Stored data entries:
PR #465, opened 2026-04-27
Factor out handling of unit attrs

nchappe:
This will make it easier to add LLVM memory operations, as they have quite a few unit attributes.

### DIFF
--- a/Veir/Properties.lean
+++ b/Veir/Properties.lean
@@ -10,6 +10,13 @@ namespace Veir
 
 public section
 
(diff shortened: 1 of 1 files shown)


tobiasgrosser (approved):
Nice. This is a beautiful refactor -- clean and simple. This is ready from my side. Let's see if we can get one more review.

ineol (approved):

math-fehr (approved):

● **HOW TO COMPLETE THIS TASK**
The records above should be repeated in full, exactly as given.

● **TASK SOLUTION**
PR #465, opened 2026-04-27
Factor out handling of unit attrs

nchappe:
This will make it easier to add LLVM memory operations, as they have quite a few unit attributes.

### DIFF
--- a/Veir/Properties.lean
+++ b/Veir/Properties.lean
@@ -10,6 +10,13 @@ namespace Veir
 
 public section
 
(diff shortened: 1 of 1 files shown)


tobiasgrosser (approved):
Nice. This is a beautiful refactor -- clean and simple. This is ready from my side. Let's see if we can get one more review.

ineol (approved):

math-fehr (approved):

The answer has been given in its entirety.